Optimizing Spraberry operating practices in West Texas

World Oil, July, 2001 by Eric Brown, James Franklin, Paul Porter, Perry Stegall

BP Permian personnel coordinated a major program to improve pump performance, reduce chemical-related problems and apply automation benefits, boosting production and cutting operating costs in this 400-well area

BP Permian's Spraberry production in West Texas comprises 400 rod-pumped wells, located primarily in Midland, Martin and Glasscock Counties. Of these, the Spraberry Core Production Area, located in Glasscock County, includes 80 wells which have been producing for 30 years. Development of the Wildfire Production Area in Midland and Martin Counties began in 1996. Wells in both areas are typically completed to about 9,500 ft through Spraberry, Dean and Wolfcamp formations. Pump depths vary from 7,600 ft to 9,700 ft through the field. A variety of operating challenges have been encountered and worked through in recent years to optimize profitability.

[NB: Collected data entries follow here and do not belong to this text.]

PR #147, opened 2022-10-07
Use search parameters to identify date based query string to add to t…

lmd59:
…he data requirement extension

# Summary

Uses (only date-based) search parameters pulled from [here](https://hl7.org/fhir/search-parameters.json) to identify the code that matches the dateFilter path, and add that code to the dataRequirement query pattern extension.

## New behavior
The dataRequirement extension should have a query string that at times uses a different code specific to the dateFilter path, whereas it had previously defaulted to `'date'`.

## Code changes

- Added SearchParameters.ts to allow code lookup based on the dateFilter path (looks for the expression that contains that path).
- Updated DataRequirementsHelpers.ts to adjust dateFilter path, do lookup from SearchParameters, and add to query string using the appropriate code (and adjusting for the dateFilter value type.
- Updated and added tests for DataRequirementsHelpers `addFhirQueryPatternToDataRequirements` function.

Question: Is the console log acceptable error handling, or should we just ignore these situations and accept leaving off date query information without explicit user notification?

# Testing guidance
`npm run test`
Run data requirements request with various measures. Sample launch.json line for vscode: `"args": ["dataRequirements", "--debug","-m", "${workspaceFolder}/test/fixtures/EXM124-9.0.000-bundle.json", "-s", "20190101", "-e", "20191231"]`
Most measures I tested did had a non-'date' code for the ServiceRequest (path `authoredOn` -> query `authored=`), so this shows a good example to the previous approach, which would have used a `date=` query.

### DIFF
--- a/src/helpers/DataRequirementHelpers.ts
+++ b/src/helpers/DataRequirementHelpers.ts
@@ -166,10 +166,10 @@ export function addFhirQueryPatternToDataRequirements(dataRequirement: fhir4.Dat
       // add resource type
       path = `${dataRequirement.type}.${path}`;
 
-      // identify search paramters that should be used for the query
+      // identify search parameters that should be used for the query
       const foundParams = SearchParameters.entry.filter(searchParam => searchParam.resource.expression.includes(path));
 
-      if (foundParams.length == 1) {
+      if (foundParams.length === 1) {
         if (dateFilter.valueDateTime) {
           queryString = queryString.concat(`${foundParams[0].resource.code}=${dateFilter.valueDateTime}&`);
         } else if (dateFilter.valuePeriod) {
--- a/src/helpers/DataRequirementHelpers.ts
+++ b/src/helpers/DataRequirementHelpers.ts
@@ -157,7 +157,10 @@ export function addFhirQueryPatternToDataRequirements(dataRequirement: fhir4.Dat
   if (dataRequirement.dateFilter) {
     dataRequirement.dateFilter.forEach(dateFilter => {
       let path = dateFilter.path || '';
-      // remove period path pieces - TODO: do we need to use these pieces in our query string?
+      // remove period path pieces
+      // NOTE: Currently we are limited in doing period comparisons within our query pattern
+      // because search parameters do not allow a use of ".end" or ".start"
+      // and prefixes are not sufficient for certain comparisons https://www.hl7.org/fhir/search.html#prefix
       if (path?.endsWith('.end')) {
         path = path.slice(0, -4);
       } else if (path?.endsWith('.start')) {
--- a/src/helpers/DataRequirementHelpers.ts
+++ b/src/helpers/DataRequirementHelpers.ts
@@ -14,7 +14,7 @@ import {
   IsNullFilter
 } from '../types/QueryFilterTypes';
 import { PatientParameters } from '../compartment-definition/PatientParameters';
-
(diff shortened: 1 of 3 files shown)


natjoe4 (commented):
These changes look good and work as described. Nice work! Just a few small comments and I'd look into adding tests to cover the uncovered lines (since it seems like this could be done with minor tweaks to the existing test cases) as well as one that covers the case when a dataRequirement has multiple dateFilters.

src/helpers/DataRequirementHelpers.ts
```diff
@@ -154,15 +154,42 @@ export function addFhirQueryPatternToDataRequirements(dataRequirement: fhir4.Dat
...
+      // remove period path pieces - TODO: do we need to use these pieces in our query string?
+      if (path?.endsWith('.end')) {
+        path = path.slice(0, -4);
+      } else if (path?.endsWith('.start')) {
+        path = path.slice(0, -6);
+      }
+      // add resource type
+      path = `${dataRequirement.type}.${path}`;
+
+      // identify search paramters that should be used for the query
```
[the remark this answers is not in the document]
lmd59: Oh dang- you got me on a spelling mistake!

test/DataRequirementHelpers.test.ts
```diff
@@ -511,7 +511,68 @@ describe('DataRequirementHelpers', () => {
...
+              unit: 'days',
+              value: 10
+            }
+          }
+        ]
+      };
+      DataRequirementHelpers.addFhirQueryPatternToDataRequirements(testDataReqWithDateFilter);
+      expect(testDataReqWithDateFilter.extension?.length).toEqual(2);
+      if (testDataReqWithDateFilter.extension) {
+        expect(testDataReqWithDateFilter.extension[0].valueString).toEqual(
```
natjoe4, line 561: Nitpicking, but I think it's better to just continue to use `?.` chaining here rather than stick these inside an if

test/DataRequirementHelpers.test.ts
```diff
@@ -511,7 +511,68 @@ describe('DataRequirementHelpers', () => {
...
+              start: '2019-01-01',
+              end: '2019-12-31'
+            }
+          }
+        ]
+      };
+      DataRequirementHelpers.addFhirQueryPatternToDataRequirements(testDataReqWithDateFilter);
+      expect(testDataReqWithDateFilter.extension?.length).toEqual(2);
+      if (testDataReqWithDateFilter.extension) {
+        expect(testDataReqWithDateFilter.extension[0].valueString).toEqual(
```
natjoe4, line 532: Same optional chaining up here :)

natjoe4 (changes requested):
Just some tiny code style stuff in the test cases but otherwise ready to approve :)

test/DataRequirementHelpers.test.ts
lmd59: Great call

test/DataRequirementHelpers.test.ts
lmd59: Much cleaner - nice :-)

sarahmcdougall (approved):
Tested with multiple measure bundles and it gave the correct output every time 👍 Good call adding the comment about the period comparisons.

Just needs a rebase, but otherwise should be ready to merge!

natjoe4 (approved):
Nice work! Looks great to me :)

PR #148, opened 2022-10-10
Fix functions incorrectly highlighting as false

### LINKED ISSUE #143: CQL fictions are added in coverage highlighting
Hello,

I think earlier, functions were not added to the coverage(highlighted HTML). After switching to [v1.0.0-beta.4](https://github.com/projecttacoma/fqm-execution/releases/tag/v1.0.0-beta.4), noticed that functions are being added to the HTML highlighting in red color(screenshot attached). I'm not sure if this is an intentional shift from the earlier approach. Even in cqm-execution, we used to exclude functions from coverage.

Screen Shot 2022-10-07 at 11 30 36 AM

Also, in `detailedResults.clauseResults` functions are marked as `NA` however in `detailedResults.statementResults` thier relevance is TRUE/FALSE. I'm using clauseResults to calculate the overall coverage percentage for a measure group. So, this causes some mismatch in coverage percentage and highlighting. In the above screenshot, I've 100% coverage but CQL functions are highlighted in red color. Is this a potential bug or the way I calculate overall coverage for a measure group is incorrect?

Thanks!

mgramigna:
Fixes #143

### DIFF
--- a/package-lock.json
+++ b/package-lock.json
@@ -1,6 +1,6 @@
 {
   "name": "fqm-execution",
-  "version": "1.0.0-beta.4",
+  "version": "1.0.0-beta.5",
   "lockfileVersion": 1,
   "requires": true,
   "dependencies": {
--- a/package.json
+++ b/package.json
@@ -1,6 +1,6 @@
 {
   "name": "fqm-execution",
-  "version": "1.0.0-beta.4",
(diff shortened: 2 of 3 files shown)


hossenlopp (approved):
LGTM

hossenlopp:
Actually looks good and tests fine. Version bump is good.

This article discusses the teamwork and technology utilized in resolving these challenges. Discussions cover: 1) program strategy; 2) rod-pump failure reduction; 3) application of chemicals; and 4) benefits of automation implementation.

Results of the overall program were positive. System efficiency was increased through a series of incremental steps. Automation identified opportunities and provided real-time results of each process implemented. Failure reduction was achieved through competition and a new approach to the operator's standard practices. And competing chemical companies generated improved products and better customer service by setting clear expectations and providing regular feedback.

Implementing internally plastic coated and polylined tubing, identifying and repairing casing leaks, and removing paraffin through backside treatments of condensate were new approaches taken to achieve significant step changes in combating failures. Pumping unit speed was reduced in several instances, with an increase in system efficiency; the changes also resulted in economic benefit from less electrical use and increased production.

PROGRAM STRATEGY

It was recognized that the Spraberry operation's profitability could be improved by focusing on key issues, specifically, reducing cost and increasing production. To this end, the team identified the following opportunities:

* Reduce rod-pump system failures

* Reduce downtime

* Remediate casing leaks

* Improve pump efficiencies

* Optimize organization staffing.

After the key issues were identified, teams were organized to implement the strategy and improve performance. Teams typically consisted of engineering, operations and contract personnel.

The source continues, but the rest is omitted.